**Input data:**
□ □ □ □ □ □ □

PR #1458, opened 2025-09-28
Refine support for unix domain sockets (UDS)

jpdillingham:
Expanding on #1453, this PR just moves some things around and adds validation for the option.


jpdillingham:
FYI @encode42

PR #1512, opened 2025-11-06
Feature: Button to clear Searches

### LINKED ISSUE #1315: Button to clear Searches
I'm using slskd very happily!

I've connected it to several script, that does their own searches in a scheduled ways.

However, this clog too much for my tastes the main Search screen:

Image

And seems that there's no way to delete them manually/automatically all at once

In "System/Data/Transfer Data" there are buttons to clear the Download and Upload lists, but there's nothing about Search.

Is possible to insert something that help me clearing these?

Thanks <3

kdssoftware:
Closes #1315 

it adds a buttons to the search list page to clear all searches

test plan:
( screen recording)
https://github.com/user-attachments/assets/5ccf4ff1-642f-4592-97c3-4d3bc4f3a48f

Screenshot 2025-11-06 at 10 41 13

Screenshot 2025-11-06 at 10 41 20

### DIFF
--- a/src/web/src/components/Search/Searches.jsx
+++ b/src/web/src/components/Search/Searches.jsx
@@ -248,6 +248,19 @@ const Searches = ({ server } = {}) => {
           ref={inputRef}
           size="big"
         />
+
+        <Button
+          className="px-2"
+          disabled={!Object.keys(searches).length}
+          onClick={() => {
+            for (const search of Object.values(searches)) {
+              remove({ id: search.id });
+            }
+          }}
+          type="button"
+        >
+          Clear searches
+        </Button>
       </Segment>
       {Object.keys(searches).length === 0 ? (
         <PlaceholderSegment


src/web/src/components/Search/Searches.jsx
```diff
@@ -248,6 +248,19 @@ const Searches = ({ server } = {}) => {
           ref={inputRef}
           size="big"
         />
+
+        <Button
+          className="px-2"
+          disabled={!Object.keys(searches).length}
+          onClick={() => {
+            for (const search of Object.values(searches)) {
```
jpdillingham: i think this logic is probably fine, but would prefer to see it extracted to a `removeAll` function

jpdillingham:
I think the button is too prominent for how often it would likely be clicked.  Instead I think a drop-down menu would be better:

image

This is an example from the Semantic UI docs, about halfway down this page: https://semantic-ui.com/modules/dropdown.html

A button using the `ellipsis vertical` icon where you've got 'Clear searches' right now would be good, with just one menu item (for now): 'Delete All'

Mateleo:
How is this issue going ?

jpdillingham:
It's not a priority.  If you're struggling with this I suggest you set the search retention setting so they are deleted automatically when they expire.

cryobry:
Why not add multi-select boxes (including a select all header box) and re-search/remove/etc buttons, to mimic the downloads page and also allow users to clear multiple searches instead of all?

PR #1516, opened 2025-11-08
Add context menu for ignoring users

samhatter:
# Add Context Menu for Ignoring Users

## Description

Adds an option in the context menu to ignore users. Feature works by modifying blacklisted user group in config.

## Changes

- Adds ignore feature to context menu
- Refactors context menu and adds it to dm chat
- Better logic for positioning context menu

## Justification

I had a hard time chosing how to implement the ignore feature since slskd has two methods of ignoring a user and neither are plainly exposed through an api. Reasons for using blacklisted group in options:

- options API won't break the system
- only blackslists users by username not IP (might not be anticipated by user)
- allows user to un-ignore users easily (though config is clunky it is the main way users configure the app)
- probably what users expect if they think about it a second


jpdillingham:
This unfortunately touches on another sore area, which is the inability to update the configuration at run-time.

This, like UI config/preferences, is also blocking a lot of stuff, and there are no good solutions because most YAML libraries don't support "round tripping" (loading into memory, modifying, saving back to YAML) that preserves comments.  Because slskd leans heavily on the commented-out config it creates on startup as documentation, this would be a bad experience for a lot of users.

I have thought a lot about this over the years and the options are pretty much:

1. write my own/modify an existing YAML library that can preserve comments
2. add yet another layer of configuration that sits in a database

I don't really like either of these, which is why everything that would depend on this has been blocked

samhatter:
Ok so good news, in addition to the Document api, this yaml library also provides CST parsing which does preserve everything, not just semantically useful stuff (the document api would reformat whitespacing). This seems to work well for me, just a little more complex. Let me know what you think.

Referencing:
[CST Docs](https://eemeli.org/yaml/#working-with-cst-tokens)

samhatter:
Hi @jpdillingham,

Also getting back to this PR. I see I found a library that I believe does what we want wrt YAML parsing. Do you want me to assemble some sort of test suite to demonstrate various edge cases? That shouldn't be too tedious.

samhatter:
Ok I found a number of issues with the logic, so I cleaned it up and added a test suite that we can use to validate behavior and prevent regression. I also needed to update after the merge changed the options schema. I also added the ability to select which handlers are implemented on each page so in the future I can add a dm user feature that will only be present on rooms.

jpdillingham:
I'm going to take a stab at writing a C# library that can handle round-trip serialization of YAML; theoretically it should be straightforward if I don't worry about every edge case and just focus on the slskd options document.  If I can pull it off, I'll be able to add an API for updating options and a lot of things get unblocked

snapetech:
Closing this as part of a repo-wide PR reset before the next release. main has moved substantially since this was opened, so if we still want this change we should reopen it as a fresh PR against current main.

Issue #1425, opened 2025-08-18
mobile ui issue in portrait mode


jauling:
Landscape seems fine, I can see all the tabs under system.
<img width="2256" height="724" alt="Image" src="https://github.com/user-attachments/assets/7baa0f45-2ddf-48b4-b2ef-f9fe4ac94cea" />

But, once I use my mobile in portrait mode, the right most tabs disappear and unable to scroll to click them.
<img width="1080" height="709" alt="Image" src="https://github.com/user-attachments/assets/a598e529-3961-4e32-bfea-4cd1669f5c8e" />

jpdillingham:
I agree that it's a problem.  Responsive layouts in general could be much better.

I'm adding the help wanted tag because I won't have time to work on this any time soon.

tommytz:
I've added a small fix for this issue. Let me know if there are any problems.

PR #1517, opened 2025-11-09
fix: system menu scrolls when overflowing on narrow screens

tommytz:
This aims to fix https://github.com/slskd/slskd/issues/1425

The tab menu in the system page will now scroll when the the content overflows the container on the x-axis.

The overflow CSS was only added to the system menu. The header menu had issues with the right hand side menu disappearing when overflow was added to all elements with the `.menu` class (and it already scrolls nicely).

image

### DIFF
--- a/.gitignore
+++ b/.gitignore
@@ -1,5 +1,6 @@
 .vs
 .vscode
+.idea/
 .DS_Store
 /src/slskd/bin/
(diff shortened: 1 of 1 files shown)


jpdillingham:
Looks great, thanks!

PR #1518, opened 2025-11-09
Add custom theming support

samhatter:
# Add custom theming support

## Description
 Adds the ability for theming though custom css file. A number of themes are provided in the docs. This is achieved by adding a configurable file that I can serve on endpoint and then load into the app.

## Changes
 - new /theme endpoint in the application controller to serve theme
- new `custom_css_path` configurable option
- three sample themes in `docs/themes`
- update to `docs/config.md` to explain how theming works

## Justification
- Theming is necessary if people are going to look at this in a variety of lighting conditions/monitors.
- This solution is simple and allows users to reuse themes.
- Later on we can even make config yaml that translates to css we serve to make it even more accessible.
- serving the css as a file instead of injecting the style through js (which I considered) is more sensible, performant and takes advantage of caching
- I included default themes because it wasn't trivial to get some workable examples and people can modify them to get what they want.


jpdillingham:
I'm definitely not opposed to the idea, but for something like this I would like to keep everything on the UI side.

slskd was created from the start to support different UIs, swappable by changing the path to the static content (or just overwriting it on disk) and I want to steer clear of anything that will too closely relate to one UI on the backend so things don't get confusing.

I think to fix this up all that is needed is to move the themes to the public directory in the UI and then store the theme somewhere in local storage

There's a lot of stuff blocked on UI options/preferences, and I think the easy answer there is to just leverage local storage with whatever approach makes sense.  It's not ideal that preferences won't be applied across devices but it's more ideal than any of the alternatives

samhatter:
Ok so like a user would just put the theme into the public directory or mount with docker. I like that actually. It's pretty jank to serve a stylesheet like this.

samhatter:
Ok I modified it so the user would just put the theme.css in their public dir. Pretty easy to just change where we load the file from and this solution serves it in a more optimized way.

samhatter:
Hi @jpdillingham,

Checking back in on this PR. I see that I have changed the architecture such that the backend doesn't serve the theme through API, the user just has to put it into the public dir to be served as a static asset. This adheres to your design principle of swappable UIs because the backend is unchanged and has no new responsibilities. Is there any further modification necessary or testing that you would like me to perform?

jpdillingham:
I will take a look this weekend.  The CSS files can be dropped in `/src/web/public` and should then be shipped along with the rest of the frontend, there just needs to be a way to choose which one to use.  These could be baked into the react app (I think) which would make selection easier (at least, easier to populate a dropdown).

samhatter:
> I will take a look this weekend.  The CSS files can be dropped in `/src/web/public` and should then be shipped along with the rest of the frontend, there just needs to be a way to choose which one to use.  These could be baked into the react app (I think) which would make selection easier (at least, easier to populate a dropdown). 

That makes sense. Currently it's hardcoded to theme.css in public (initializing defaults if not present), but a ui driven toggle could be a better solution for users that want to flip between styles. I'll give it some thought as well.

jpdillingham:
[2026-03-29-css-theme-switching-design.md](https://github.com/user-attachments/files/26335786/2026-03-29-css-theme-switching-design.md)
[2026-03-29-css-theme-switching.md](https://github.com/user-attachments/files/26335788/2026-03-29-css-theme-switching.md)

I took some time with the [superpowers](https://github.com/obra/superpowers) Claude plugin to flesh this idea out more and figured I spent the tokens so I might as well share the markdown it produced.  Curious your thoughts.

tl;dr this would put the theme css and a manifest in `/public/themes` and allow the user to choose between them on the fly (or supply their own custom CSS, stored in localStorage).

samhatter:
Sorry I forgot to attend to this message earlier. I read your markdowns, and I have some feedback on the design. I like the idea of a manifest and multiple shipped themes that can be toggled in react. I do think however that light/dark modes should be included with each theme file and that light/dark mode toggling should remain largely the same as it is now because I (and I assume others) like to toggle light/dark modes for different displays/TOD/lighting  whereas a theme is more of an aesthetic preference.

Aside from implementing some theme selector button, a lot of work to be done just in terms of making the front-end styling coherent enough to be easily adaptable and then creating some thoughtful default themes. I think I have some commits to that effect on my fork. I just took a vacation so maybe I'll submit a more polished concept soon.

PR #1520, opened 2025-11-10
Add support for changing user presence

### LINKED ISSUE #949: Change user presence status
Hey! How can I set my user status to `Away`?
(something like `SLSKD_SLSK_PRESENCE=away`?)

notsuu:
Implements a config option and API endpoint for setting the user's presence status. Also adds a button to the web UI for toggling said presence. Closes #949.

firefox_TBWZZMmJkl

Currently only does manual changes. Also I'm not too sure if dedicating an entire StateMonitor to a single UserPresence is a good solution but I don't know of any better ones.

### DIFF
--- a/src/web/src/components/App.jsx
+++ b/src/web/src/components/App.jsx
@@ -6,6 +6,7 @@ import * as relayAPI from '../lib/relay';
 import { connect, disconnect } from '../lib/server';
 import * as session from '../lib/session';
 import { isPassthroughEnabled } from '../lib/token';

□ □ □ □ □ □ □

**Task requirements:** Whenever the string "easier" shows up in a line above, copy that line.

**Answer below:**
I will take a look this weekend.  The CSS files can be dropped in `/src/web/public` and should then be shipped along with the rest of the frontend, there just needs to be a way to choose which one to use.  These could be baked into the react app (I think) which would make selection easier (at least, easier to populate a dropdown).
> I will take a look this weekend.  The CSS files can be dropped in `/src/web/public` and should then be shipped along with the rest of the frontend, there just needs to be a way to choose which one to use.  These could be baked into the react app (I think) which would make selection easier (at least, easier to populate a dropdown). 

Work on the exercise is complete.